* [WORK INSTRUCTION]: Your answer must be an exact copy of the listing.

____________________

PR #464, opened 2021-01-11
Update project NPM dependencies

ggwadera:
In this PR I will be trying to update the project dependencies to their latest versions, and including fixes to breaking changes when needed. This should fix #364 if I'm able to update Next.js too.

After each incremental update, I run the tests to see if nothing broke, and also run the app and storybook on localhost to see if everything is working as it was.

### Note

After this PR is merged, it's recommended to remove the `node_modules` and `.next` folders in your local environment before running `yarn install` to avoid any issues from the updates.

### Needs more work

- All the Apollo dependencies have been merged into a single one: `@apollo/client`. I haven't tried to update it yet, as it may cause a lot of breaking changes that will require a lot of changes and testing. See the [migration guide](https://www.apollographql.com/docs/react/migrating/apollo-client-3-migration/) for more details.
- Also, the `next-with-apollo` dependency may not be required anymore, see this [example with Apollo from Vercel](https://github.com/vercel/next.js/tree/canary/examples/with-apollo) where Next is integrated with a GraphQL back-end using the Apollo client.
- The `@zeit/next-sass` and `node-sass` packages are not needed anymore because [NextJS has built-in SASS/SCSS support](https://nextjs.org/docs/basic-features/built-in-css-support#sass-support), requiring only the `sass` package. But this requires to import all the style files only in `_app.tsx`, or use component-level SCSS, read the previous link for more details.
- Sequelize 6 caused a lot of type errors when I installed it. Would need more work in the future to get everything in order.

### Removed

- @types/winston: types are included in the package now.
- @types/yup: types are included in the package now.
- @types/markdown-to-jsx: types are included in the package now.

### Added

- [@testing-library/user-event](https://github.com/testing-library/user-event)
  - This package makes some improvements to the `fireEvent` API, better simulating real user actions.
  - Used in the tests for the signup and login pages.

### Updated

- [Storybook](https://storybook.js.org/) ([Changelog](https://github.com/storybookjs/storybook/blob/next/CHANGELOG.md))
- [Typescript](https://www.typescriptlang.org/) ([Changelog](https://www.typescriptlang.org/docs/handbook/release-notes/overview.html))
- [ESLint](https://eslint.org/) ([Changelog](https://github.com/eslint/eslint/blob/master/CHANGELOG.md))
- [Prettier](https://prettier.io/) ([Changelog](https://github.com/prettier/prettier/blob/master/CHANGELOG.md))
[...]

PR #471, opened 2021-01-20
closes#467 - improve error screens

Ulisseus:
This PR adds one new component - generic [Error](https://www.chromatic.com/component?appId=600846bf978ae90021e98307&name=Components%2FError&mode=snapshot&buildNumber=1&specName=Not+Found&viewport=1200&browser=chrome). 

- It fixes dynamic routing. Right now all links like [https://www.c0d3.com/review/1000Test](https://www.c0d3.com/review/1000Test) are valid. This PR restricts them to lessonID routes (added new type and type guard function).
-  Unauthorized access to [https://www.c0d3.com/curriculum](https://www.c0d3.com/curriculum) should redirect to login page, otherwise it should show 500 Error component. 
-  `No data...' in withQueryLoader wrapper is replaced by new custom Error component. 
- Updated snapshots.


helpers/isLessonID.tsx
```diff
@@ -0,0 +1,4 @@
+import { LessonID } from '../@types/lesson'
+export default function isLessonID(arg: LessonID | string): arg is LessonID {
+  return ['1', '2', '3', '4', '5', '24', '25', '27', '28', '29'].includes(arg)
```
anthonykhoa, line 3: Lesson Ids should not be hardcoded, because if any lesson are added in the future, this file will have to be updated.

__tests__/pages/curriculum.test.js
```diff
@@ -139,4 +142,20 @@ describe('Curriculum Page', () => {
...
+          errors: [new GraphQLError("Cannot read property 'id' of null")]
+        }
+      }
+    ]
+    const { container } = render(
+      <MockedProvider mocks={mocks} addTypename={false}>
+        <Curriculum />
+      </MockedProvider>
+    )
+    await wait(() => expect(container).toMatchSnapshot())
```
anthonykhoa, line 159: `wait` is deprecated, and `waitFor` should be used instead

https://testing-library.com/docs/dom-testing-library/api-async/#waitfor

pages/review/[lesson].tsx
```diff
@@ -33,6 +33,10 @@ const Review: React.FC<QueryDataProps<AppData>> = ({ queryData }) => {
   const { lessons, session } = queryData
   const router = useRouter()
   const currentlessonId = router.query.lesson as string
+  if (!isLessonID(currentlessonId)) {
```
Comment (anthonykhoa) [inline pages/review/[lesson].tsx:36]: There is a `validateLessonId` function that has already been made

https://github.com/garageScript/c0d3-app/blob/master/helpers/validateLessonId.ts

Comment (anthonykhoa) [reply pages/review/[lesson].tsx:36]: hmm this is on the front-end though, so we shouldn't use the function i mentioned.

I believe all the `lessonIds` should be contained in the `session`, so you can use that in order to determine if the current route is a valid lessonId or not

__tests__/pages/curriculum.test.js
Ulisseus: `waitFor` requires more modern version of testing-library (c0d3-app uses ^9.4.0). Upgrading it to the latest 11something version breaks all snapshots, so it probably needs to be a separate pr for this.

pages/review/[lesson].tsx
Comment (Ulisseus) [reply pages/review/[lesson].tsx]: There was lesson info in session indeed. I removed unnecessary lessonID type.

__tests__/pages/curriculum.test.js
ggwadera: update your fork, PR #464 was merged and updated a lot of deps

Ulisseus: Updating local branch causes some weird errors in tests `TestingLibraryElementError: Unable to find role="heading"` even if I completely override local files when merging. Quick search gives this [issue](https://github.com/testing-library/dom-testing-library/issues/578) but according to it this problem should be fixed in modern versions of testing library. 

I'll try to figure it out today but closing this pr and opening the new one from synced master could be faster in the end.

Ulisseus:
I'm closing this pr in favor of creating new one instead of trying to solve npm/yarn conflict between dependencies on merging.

____________________

* [EXPECTED ANSWER]:
PR #464, opened 2021-01-11
Update project NPM dependencies

ggwadera:
In this PR I will be trying to update the project dependencies to their latest versions, and including fixes to breaking changes when needed. This should fix #364 if I'm able to update Next.js too.

After each incremental update, I run the tests to see if nothing broke, and also run the app and storybook on localhost to see if everything is working as it was.

### Note

After this PR is merged, it's recommended to remove the `node_modules` and `.next` folders in your local environment before running `yarn install` to avoid any issues from the updates.

### Needs more work

- All the Apollo dependencies have been merged into a single one: `@apollo/client`. I haven't tried to update it yet, as it may cause a lot of breaking changes that will require a lot of changes and testing. See the [migration guide](https://www.apollographql.com/docs/react/migrating/apollo-client-3-migration/) for more details.
- Also, the `next-with-apollo` dependency may not be required anymore, see this [example with Apollo from Vercel](https://github.com/vercel/next.js/tree/canary/examples/with-apollo) where Next is integrated with a GraphQL back-end using the Apollo client.
- The `@zeit/next-sass` and `node-sass` packages are not needed anymore because [NextJS has built-in SASS/SCSS support](https://nextjs.org/docs/basic-features/built-in-css-support#sass-support), requiring only the `sass` package. But this requires to import all the style files only in `_app.tsx`, or use component-level SCSS, read the previous link for more details.
- Sequelize 6 caused a lot of type errors when I installed it. Would need more work in the future to get everything in order.

### Removed

- @types/winston: types are included in the package now.
- @types/yup: types are included in the package now.
- @types/markdown-to-jsx: types are included in the package now.

### Added

- [@testing-library/user-event](https://github.com/testing-library/user-event)
  - This package makes some improvements to the `fireEvent` API, better simulating real user actions.
  - Used in the tests for the signup and login pages.

### Updated

- [Storybook](https://storybook.js.org/) ([Changelog](https://github.com/storybookjs/storybook/blob/next/CHANGELOG.md))
- [Typescript](https://www.typescriptlang.org/) ([Changelog](https://www.typescriptlang.org/docs/handbook/release-notes/overview.html))
- [ESLint](https://eslint.org/) ([Changelog](https://github.com/eslint/eslint/blob/master/CHANGELOG.md))
- [Prettier](https://prettier.io/) ([Changelog](https://github.com/prettier/prettier/blob/master/CHANGELOG.md))
[...]

PR #471, opened 2021-01-20
closes#467 - improve error screens

Ulisseus:
This PR adds one new component - generic [Error](https://www.chromatic.com/component?appId=600846bf978ae90021e98307&name=Components%2FError&mode=snapshot&buildNumber=1&specName=Not+Found&viewport=1200&browser=chrome). 

- It fixes dynamic routing. Right now all links like [https://www.c0d3.com/review/1000Test](https://www.c0d3.com/review/1000Test) are valid. This PR restricts them to lessonID routes (added new type and type guard function).
-  Unauthorized access to [https://www.c0d3.com/curriculum](https://www.c0d3.com/curriculum) should redirect to login page, otherwise it should show 500 Error component. 
-  `No data...' in withQueryLoader wrapper is replaced by new custom Error component. 
- Updated snapshots.


helpers/isLessonID.tsx
```diff
@@ -0,0 +1,4 @@
+import { LessonID } from '../@types/lesson'
+export default function isLessonID(arg: LessonID | string): arg is LessonID {
+  return ['1', '2', '3', '4', '5', '24', '25', '27', '28', '29'].includes(arg)
```
anthonykhoa, line 3: Lesson Ids should not be hardcoded, because if any lesson are added in the future, this file will have to be updated.

__tests__/pages/curriculum.test.js
```diff
@@ -139,4 +142,20 @@ describe('Curriculum Page', () => {
...
+          errors: [new GraphQLError("Cannot read property 'id' of null")]
+        }
+      }
+    ]
+    const { container } = render(
+      <MockedProvider mocks={mocks} addTypename={false}>
+        <Curriculum />
+      </MockedProvider>
+    )
+    await wait(() => expect(container).toMatchSnapshot())
```
anthonykhoa, line 159: `wait` is deprecated, and `waitFor` should be used instead

https://testing-library.com/docs/dom-testing-library/api-async/#waitfor

pages/review/[lesson].tsx
```diff
@@ -33,6 +33,10 @@ const Review: React.FC<QueryDataProps<AppData>> = ({ queryData }) => {
   const { lessons, session } = queryData
   const router = useRouter()
   const currentlessonId = router.query.lesson as string
+  if (!isLessonID(currentlessonId)) {
```
Comment (anthonykhoa) [inline pages/review/[lesson].tsx:36]: There is a `validateLessonId` function that has already been made

https://github.com/garageScript/c0d3-app/blob/master/helpers/validateLessonId.ts

Comment (anthonykhoa) [reply pages/review/[lesson].tsx:36]: hmm this is on the front-end though, so we shouldn't use the function i mentioned.

I believe all the `lessonIds` should be contained in the `session`, so you can use that in order to determine if the current route is a valid lessonId or not

__tests__/pages/curriculum.test.js
Ulisseus: `waitFor` requires more modern version of testing-library (c0d3-app uses ^9.4.0). Upgrading it to the latest 11something version breaks all snapshots, so it probably needs to be a separate pr for this.

pages/review/[lesson].tsx
Comment (Ulisseus) [reply pages/review/[lesson].tsx]: There was lesson info in session indeed. I removed unnecessary lessonID type.

__tests__/pages/curriculum.test.js
ggwadera: update your fork, PR #464 was merged and updated a lot of deps

Ulisseus: Updating local branch causes some weird errors in tests `TestingLibraryElementError: Unable to find role="heading"` even if I completely override local files when merging. Quick search gives this [issue](https://github.com/testing-library/dom-testing-library/issues/578) but according to it this problem should be fixed in modern versions of testing library. 

I'll try to figure it out today but closing this pr and opening the new one from synced master could be faster in the end.

Ulisseus:
I'm closing this pr in favor of creating new one instead of trying to solve npm/yarn conflict between dependencies on merging.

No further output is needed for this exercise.